Generalized Helmholtz-Kirchhoff model for two dimensional distributed vortex motion

TL;DR

This paper develops a generalized model for two-dimensional vortex motion by expanding the vorticity in Hermite functions, systematically including viscosity and vortex core size effects, and recovers classical models in limiting cases.

Contribution

It introduces a systematic expansion of the 2D Navier-Stokes equations that incorporates viscosity and vortex core size, extending classical point-vortex models.

Findings

Proves convergence of the Hermite expansion.

Recovers Helmholtz-Kirchhoff model in zero viscosity and core size limit.

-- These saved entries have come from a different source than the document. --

PR #2454, opened 2025-03-17
feat(skeleton): added example for grouped skeletons

### LINKED ISSUE #2416: <ebay-skeleton>: add a11y support for grouped blocks
# Enhancement Request

## Description

Show an example where a11y text is defined at container level rather than each block saying "loading..."

## Context

https://pages.github.corp.ebay.com/BusinessComponents/BusinessComponentsWeb/?path=/story/@ebay-business-components/recs-placement_shimmer--default

## Screenshots

Image

saiponnada:
## Description

- Added skeleton example for group tiles
- Removed un-necessary punctuation in `aria-label` to be consistent with docs.  

## References

Fixes #2416

## Screenshots

image

### DIFF
--- a/src/components/ebay-skeleton/examples/grouped-tile.marko
+++ b/src/components/ebay-skeleton/examples/grouped-tile.marko
@@ -1,9 +1,10 @@
 <style>
     .group-demo-tile-container{
         display: flex;
+        flex-wrap: wrap;
     }
     .demo-tile-container {
-        margin-right: 20px;
+        margin: 10px;
         width: 220px;
     }
     .custom-image {
--- a/src/components/ebay-skeleton/examples/grouped-tile.marko
+++ b/src/components/ebay-skeleton/examples/grouped-tile.marko
@@ -12,7 +12,8 @@
     }
 </style>
 
-<ebay-skeleton class="group-demo-tile-container">
+<!-- Example with localized a11y-text. "Laden" translates to "Loading" in German  -->
+<ebay-skeleton class="group-demo-tile-container" a11y-text="Laden">
     <div class="demo-tile-container">
         <ebay-skeleton-image class="custom-image"/>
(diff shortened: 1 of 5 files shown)


src/components/ebay-skeleton/examples/grouped-tile.marko
```diff
@@ -0,0 +1,32 @@
...
+        margin-right: 20px;
+        width: 220px;
+    }
+    .custom-image {
+        height: 220px;
+        width: 220px;
+    }
+</style>
+
+<ebay-skeleton class="group-demo-tile-container">
```
agliga, line 15: I would add a specific `a11yText` to this just to show that its custom

src/components/ebay-skeleton/skeleton.stories.ts
```diff
@@ -83,7 +85,7 @@ export default {
 export const Default = Template.bind({});
 Default.args = {
     style: "width: 220px",
-    renderBody: `<div class="skeleton__textbox" />` as any,
+    renderBody: `<div role="img" aria-label="Loading" class="skeleton__textbox" />` as any,
```
agliga, line 88: Is this needed still?

agliga (commented):
LGTM overall, some minor comments

src/components/ebay-skeleton/examples/grouped-tile.marko
saiponnada: I don't think it is necessary, it is consistent with other examples. There is no custom a11y text because of a grouped variant. It would be still loading IMO.

src/components/ebay-skeleton/skeleton.stories.ts
saiponnada: Good catch, I did not see the wrapper being passed.

agliga (approved):

Issue #2473, opened 2025-04-03
ebay-item-tile/tile-group: new component


agliga:
Add item tile and item tile group
Also add layout component under the hood. 
Skin issue https://github.com/eBay/skin/pull/2603

PR #2474, opened 2025-04-03
feat: added item-tile, item-tile-group, and layout-grid

agliga:
## Description
* Added item-tile
* Added item-tile-group
* Added layout-grid 
* Modified file-preview-card to allow custom icon-button actions and href

## Context
* I added a requirement for marko 5 for these new components. Since marko 4 is deprecated and adding support for it would be extra tech debt, any new components will be marko 5 or greater.  (This is why we dont have a marko-tag.json)
* Formatter for marko files is broken currently. Even if we merge as is, when we do the final release, we run prettier on the whole project, so those will be fixed.
* Added a new `layout` section in storybook where item-tile and item-tile-group as well as layout-grid is located

## Structure
The structure I ended up going with (seemed the simpliest but also offering the most flexibility) was:

```
<ebay-item-tile on-action("emit", "action") href="https://ebay.com"
        file={
            name: "file-name.jpg",
            type: "image/jpeg",
            src: "https://ir.ebaystatic.com/cr/v/c01/skin/docs/tb-real-square-pic.jpg",
          }
          ...input
>
    <@action aria-label="Add to watchlist">
        <ebay-heart-16-icon/>
    </@action>
    <@supertitle>
      <ebay-signal status="time-sensitive">
        Time Sensitive
      </ebay-signal>
    </@supertitle>
      <@title>
          Apple iPhone 11 Pro Max
      </@title>
      <@subtitle>
          256GB Space Gray
      </@subtitle>
    <@description>
        <div class="price">
        $29.99
        <span class="clipped"> Was: </span>
        <s class="list-price"> $68.99 </s>
      </div>
    </@description>
</ebay-item-tile>
```
Happy to change it around as needed, but please offer suggestions if you do not like it (and rationale)

## References
https://github.com/eBay/ebayui-core/issues/2473

## Screenshots
Screenshot 2025-04-03 at 10 07 43 AM
<br/>
Screenshot 2025-04-03 at 10 11 24 AM
<br/>
Screenshot 2025-04-03 at 10 12 44 AM

### DIFF
--- a/src/components/ebay-item-tile-group/examples/default.marko
+++ b/src/components/ebay-item-tile-group/examples/default.marko
@@ -21,20 +21,16 @@ class {}
       <@subtitle>
           256GB Space Gray
       </@subtitle>
-    <@description>
-        <div class="price">
-        $29.99
-        <span class="clipped"> Was: </span>
-        <s class="list-price"> $68.99 </s>
-      </div>
-      <div class="buy-links">
-        <div>
-          <a href="https://ebay.com"> Buy it now </a>
-        </div>
-        <div>Free shipping</div>
-      </div>
-      <div class="sponsored">Sponsored</div>
-    </@description>
+      <@description class="price">
+          $29.99
+          <span class="clipped"> Was: </span>
+          <s class="list-price"> $68.99 </s>
+      </@description>
+      <@description>
+            <a href="https://ebay.com"> Buy it now </a>
+      </@description>
+      <@description>Free shipping</@description>
+      <@description>Sponsored</@description>
     </@item>
     <@item  href="https://ebay.com"
         file={
@@ -57,20 +53,48 @@ class {}
       <@subtitle>
           256GB Space Gray
       </@subtitle>
-    <@description>
-        <div class="price">
-        $29.99
-        <span class="clipped"> Was: </span>
-        <s class="list-price"> $68.99 </s>
-      </div>
-      <div class="buy-links">
-        <div>
-          <a href="https://ebay.com"> Buy it now </a>
-        </div>
-        <div>Free shipping</div>
-      </div>
-      <div class="sponsored">Sponsored</div>
-    </@description>
+      <@description class="price">
+          $29.99
+          <span class="clipped"> Was: </span>
+          <s class="list-price"> $68.99 </s>
+      </@description>
+      <@description>
+            <a href="https://ebay.com"> Buy it now </a>
+      </@description>
+      <@description>Free shipping</@description>
+      <@description>Sponsored</@description>
+    </@item>
+    <@item href="https://ebay.com"
+        file={
+            name: "file-name.jpg",
+            type: "image/jpeg",
+            src: "https://ir.ebaystatic.com/cr/v/c01/skin/docs/tb-real-square-pic.jpg",
+          }
+>
+    <@action aria-label="Add to watchlist">
+        <ebay-heart-16-icon/>
+    </@action>
+    <@supertitle>
+      <ebay-signal status="time-sensitive">
+        Time Sensitive
+      </ebay-signal>
+    </@supertitle>
+      <@title>
+          Apple iPhone 11 Pro Max
+      </@title>
+      <@subtitle>
+          256GB Space Gray
+      </@subtitle>
+      <@description class="price">
+          $29.99
+          <span class="clipped"> Was: </span>
+          <s class="list-price"> $68.99 </s>
+      </@description>
+      <@description>
+            <a href="https://ebay.com"> Buy it now </a>
+      </@description>
+      <@description>Free shipping</@description>
+      <@description>Sponsored</@description>
     </@item>
     <@item  href="https://ebay.com"
         file={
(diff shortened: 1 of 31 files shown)


src/components/ebay-item-tile-group/examples/default.marko
```diff
@@ -0,0 +1,219 @@
+class {}
+<ebay-item-tile-group on-action("emit", "action") ...input>
```
ArtBlue, line 2: `item-tile-group` needs the `item-tile-group--list-view` in order to make the display adjustments for that view.

<kbd>image</kbd>

src/components/ebay-item-tile-group/item-tile-group.stories.ts
```diff
@@ -0,0 +1,65 @@
...
+        },
+        item: {
+            name: "@item",
+            table: {
+                category: "@attribute tags",
+            },
+            description:
+                "Item to be rendered inside the group. Arguments used are the same as for item-tile. See item-tile for more information.",
+        },
+        columns: {
```
ArtBlue, line 30: Per my previous comment, we can remove this. We just need to impose the layout rules directly in the markup on our own side.

src/components/ebay-item-tile/examples/default.marko
```diff
@@ -0,0 +1,38 @@
...
+        Time Sensitive
+      </ebay-signal>
+    </@supertitle>
+      <@title>
+          Apple iPhone 11 Pro Max
+      </@title>
+      <@subtitle>
+          256GB Space Gray
+      </@subtitle>
+    <@description>
```
ArtBlue, line 24: The various subgroups in this section need to use `<p>` instead of <`div>` because Skin has built in relative line spacing DS wanted. The current spacing is incorrect.

<kbd>image</kbd>

It may be a good idea to actually use `<@attribute>` to do the `<p>` wrapping on our end so teams can't use something that will result in spacing issues. There's a possibility for any host of attributes. That will probably also help business objects components so more brand-specific attributes continue to retain that spacing as well.

src/components/ebay-item-tile-group/examples/default.marko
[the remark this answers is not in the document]
agliga: Hmm this seems like something skin should be taking care of on its end if its predetermined 
If its customizable then yeah we can default to these. But if these are fixed shouldn't these be direct styles in item-tile-group? In order to not duplicate the styles they can be referenced as mixins.

agliga: Not sure what this means? I added a list view option in storybook.

src/components/ebay-item-tile/examples/default.marko
agliga: Sounds good. Will adjust

agliga: One comment, we should adjust skin since some examples have `<div>`
Screenshot 2025-04-04 at 9 20 54 AM

src/components/ebay-item-tile-group/examples/default.marko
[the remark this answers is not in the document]
ArtBlue: So, we used `layout-grid` for this as we had planned. If we added more styling in `itel-tile-group`, we'd be duplicating the styles in `lyout-grid`. The default styling in `layout-grid` won't work, so we need the attributes for custom overrides. The plan all along has been to remove responsive layout styling from the components themselves and have `layout-grid` be the only thing that handles those. The more we duplicate the styling already present in `layout-grid` in other components, the less value we will see from it, and we'd needlessly increase the bundle size.

We simply need those breakpoint attributes set on `.layout-grid` to achieve that. One of the reasons why originally I had a separate distinct level in `item-tile-group` was to make this a bit clearer.

ArtBlue: The component is missing `item-tile-group--list-view` for the list view. If you look at the Skin example, it should be evident.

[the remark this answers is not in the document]
agliga: So I agree with that, but shouldn't those attributes just be set by `item-tile-group`? `layout-grid` handles all the layout part, but `item-tile-group` simply defines what happens at what breakpoint.

It could simply be:
```
.item-tile-group {
    --layout-grid-columns-min: 1;
    --layout-grid-columns-xs: 2;
    // etc
}
``` 
And then it should work automatically correct?

agliga: Okay, I see it there, but I left it out since there are no styles associated with it. Its only the `item-tile item-tile--list-view` applying styles. 
Do we need it if there are no styles?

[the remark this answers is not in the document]
ArtBlue: Oh, I see. Yea, we can do that too. I wish we'd done the Skin part like that. As it stands now though, if we went with this option, there will need to be sweeping changes in Skin and this PR will be blocked until that's done. I'm fine if that's what we do, but will take longer.

ArtBlue: Yea, you're right. I think I originally had view-specific styling, but realized it was redundant.

Yes, this isn't an issue. The issue I saw had to do with the breakpoint rules. Once that is fixed, this should resolve itself.

ArtBlue (approved):
Looks good.

ArtBlue:
> It looks to be mostly there. It seems to still be missing the `a11y` label. 

Ok, we spoke offline about this. Looks good. Approved the PR.

PR #148, opened 2016-02-24
spaceAroundComma & spaceBetweenParents - multiline friendly

### LINKED ISSUE #119: spaceAroundComma linter breaks on multiline definition
For very long definitions, as you might find with gradients, we'd like to be able separate each step on to a new line without the `spaceAroundComma` linter flagging it. Perhaps this needs to be an additional option?

Something like the following should be considered valid, in my opinion:
```less
.thing {
    background: linear-gradient(
        to bottom,
        transparent 0,
        transparent 25%,
        red 25%,
        red 75%,
        transparent 75%,
        transparent 0
    );
}
```

### LINKED ISSUE #130: spaceBetweenParents isn't multi-line friendly
This fails:

```less
.button-base(
  @baseBackgroundColour,
  @focusBackgroundColor: @baseBackgroundColour,
  @hoverBackgroundColour: lighten(@baseBackgroundColour, @buttonBackgroundDelta),
  @activeBackgroundColour: darken(@baseBackgroundColour, @buttonBackgroundDelta)
) {
  // ...
}
```

wareczek:
fixes #119 & fixes #130

Extra checking other side
`spaceAroundComma` with option `after` or `before` were positive on `rgb(100 , 100 , 100)`

Fixed reporting of column number with prev elements. Prev should report `end.column` not `start.column`.

### DIFF
--- a/lib/linters/space_around_comma.js
+++ b/lib/linters/space_around_comma.js
@@ -12,64 +12,76 @@ module.exports = {
         var self = this;
 
         node.forEach('operator', function (element, index) {
-            var startElement;
-            var nextElement;
-            var prevElement;
-            var message;
+            var next = node.content[index + 1];
+            var prev = node.content[index - 1];
 
             if (element.content !== ',') {
                 return;
             }
 
-            nextElement = node.content[index + 1];
-            prevElement = node.content[index - 1];
-
-            // setting `startElement` equal to nextElement as the default for
-            // `style`is `after`
-            startElement = nextElement;
-
             switch (config.style) {
                 case 'after':
-                    if (nextElement.type !== 'space' || nextElement.content !== ' ') {
-                        message = util.format(self.message, '', 'followed', 'one');
+                    if (next.type !== 'space' || next.content !== ' ' && next.content.indexOf('\n') !== 0) {
+                        results.push({
+                            column: next.start.column,
+                            line: next.start.line,
+                            message: util.format(self.message, '', 'followed', 'one')
+                        });
                     }
-                    break;
 
+                    if (prev.type === 'space' && prev.content === ' ') {
+                        results.push({
+                            column: prev.end.column,
+                            line: prev.end.line,
+                            message: util.format(self.message, ' not', 'preceded', 'any')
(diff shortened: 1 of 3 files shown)


kokarn:
Correct me if i'm wrong, but this will always allow newlines?
What we discussed in #119 and #130 is that there needs to be an option on what should be allowed and what shouldn't.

Shows low-order truncation yields Gaussian vortex interactions.

Abstract

The two-dimensional Navier-Stokes equations are rewritten as a system of coupled nonlinear ordinary differential equations. These equations describe the evolution of the moments of an expansion of the vorticity with respect to Hermite functions and of the centers of vorticity concentrations. We prove the convergence of this expansion and show that in the zero viscosity and zero core size limit we formally recover the Helmholtz-Kirchhoff model for the evolution of point-vortices. The present expansion systematically incorporates the effects of both viscosity and finite vortex core size. We also show that a low-order truncation of our expansion leads to the representation of the flow as a system of interacting Gaussian (i.e. Oseen) vortices which previous experimental work has shown to be an accurate approximation to many important physical flows [9].